### WHAT TO DO
Every line of the data below should be printed exactly.

↓

PR #166, opened 2018-08-09
Only update settings if necessary

imurchie:
We have all the machinery in place to check if requested settings values are different from current values. This can be important since changed values means rebooting a simulator. Calling code will have to be updated to take the return value and either reboot or not, depending on need.

### DIFF
--- a/lib/settings.js
+++ b/lib/settings.js
@@ -61,27 +61,32 @@ async function plistPaths (sim, identifier) {
 }
 
 async function updateSettings (sim, plist, updates) {
-  let paths = await plistPaths(sim, plist);
-  for (let path of paths) {
-    await update(path, updates);
+  let updated = false;
+  for (let path of await plistPaths(sim, plist)) {
+    updated = await update(path, updates) || updated;
   }
+  return updated;
 }
 
 // update a plist file, located at pathToPlist
 // pass in an object, all settings specified in the object will be
 // updated on the plist, all others left as-is
 async function update (pathToPlist, updates) {
-  let currentSettings = await read(pathToPlist);
-  let newSettings = _.merge(currentSettings, updates);
-  await plist.updatePlistFile(pathToPlist, newSettings, true, false);
+  const currentSettings = await read(pathToPlist);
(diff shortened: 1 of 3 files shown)


lib/settings.js
```diff
@@ -155,25 +164,29 @@ async function updateSafariUserSettings (sim, settingSet) {
...
-      if (!_.has(userSettingSet, 'restrictedBool')) {
-        userSettingSet.restrictedBool = {};
-      }
-      for (let [key, value] of _.toPairs(newUserSettings)) {
-        userSettingSet.restrictedBool[key] = {value};
-      }
 
-      // actually do the update
-      await update(file, userSettingSet);
+  if (_.size(newUserSettings) === 0) {
```
mykola-mokhnach: isEmpty might look better

lib/simulator-xcode-6.js
```diff
@@ -630,8 +630,9 @@ class SimulatorXcode6 extends EventEmitter {
    * @param {object} updates - The hash of key/value pairs to update for Safari.
    */
   async updateSafariSettings (updates) {
-    await settings.updateSafariUserSettings(this, updates);
-    await settings.updateSettings(this, 'mobileSafari', updates);
+    let updated = await settings.updateSafariUserSettings(this, updates);
+    updated = await settings.updateSettings(this, 'mobileSafari', updates) || updated;
+    return updated;
```
mykola-mokhnach: perhaps `return await settings.updateSafariUserSettings(this, updates) | await settings.updateSettings(this, 'mobileSafari', updates)` ?

lib/settings.js
```diff
@@ -60,27 +60,32 @@ async function plistPaths (sim, identifier) {
 }
 
 async function updateSettings (sim, plist, updates) {
-  let paths = await plistPaths(sim, plist);
-  for (let path of paths) {
-    await update(path, updates);
+  let updated = false;
```
mykola-mokhnach: this could also use B.reduce

imurchie: I **do** like a reason to use `reduce`.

↑

### WRITTEN SOLUTION
PR #166, opened 2018-08-09
Only update settings if necessary

imurchie:
We have all the machinery in place to check if requested settings values are different from current values. This can be important since changed values means rebooting a simulator. Calling code will have to be updated to take the return value and either reboot or not, depending on need.

### DIFF
--- a/lib/settings.js
+++ b/lib/settings.js
@@ -61,27 +61,32 @@ async function plistPaths (sim, identifier) {
 }
 
 async function updateSettings (sim, plist, updates) {
-  let paths = await plistPaths(sim, plist);
-  for (let path of paths) {
-    await update(path, updates);
+  let updated = false;
+  for (let path of await plistPaths(sim, plist)) {
+    updated = await update(path, updates) || updated;
   }
+  return updated;
 }
 
 // update a plist file, located at pathToPlist
 // pass in an object, all settings specified in the object will be
 // updated on the plist, all others left as-is
 async function update (pathToPlist, updates) {
-  let currentSettings = await read(pathToPlist);
-  let newSettings = _.merge(currentSettings, updates);
-  await plist.updatePlistFile(pathToPlist, newSettings, true, false);
+  const currentSettings = await read(pathToPlist);
(diff shortened: 1 of 3 files shown)


lib/settings.js
```diff
@@ -155,25 +164,29 @@ async function updateSafariUserSettings (sim, settingSet) {
...
-      if (!_.has(userSettingSet, 'restrictedBool')) {
-        userSettingSet.restrictedBool = {};
-      }
-      for (let [key, value] of _.toPairs(newUserSettings)) {
-        userSettingSet.restrictedBool[key] = {value};
-      }
 
-      // actually do the update
-      await update(file, userSettingSet);
+  if (_.size(newUserSettings) === 0) {
```
mykola-mokhnach: isEmpty might look better

lib/simulator-xcode-6.js
```diff
@@ -630,8 +630,9 @@ class SimulatorXcode6 extends EventEmitter {
    * @param {object} updates - The hash of key/value pairs to update for Safari.
    */
   async updateSafariSettings (updates) {
-    await settings.updateSafariUserSettings(this, updates);
-    await settings.updateSettings(this, 'mobileSafari', updates);
+    let updated = await settings.updateSafariUserSettings(this, updates);
+    updated = await settings.updateSettings(this, 'mobileSafari', updates) || updated;
+    return updated;
```
mykola-mokhnach: perhaps `return await settings.updateSafariUserSettings(this, updates) | await settings.updateSettings(this, 'mobileSafari', updates)` ?

lib/settings.js
```diff
@@ -60,27 +60,32 @@ async function plistPaths (sim, identifier) {
 }
 
 async function updateSettings (sim, plist, updates) {
-  let paths = await plistPaths(sim, plist);
-  for (let path of paths) {
-    await update(path, updates);
+  let updated = false;
```
mykola-mokhnach: this could also use B.reduce

imurchie: I **do** like a reason to use `reduce`.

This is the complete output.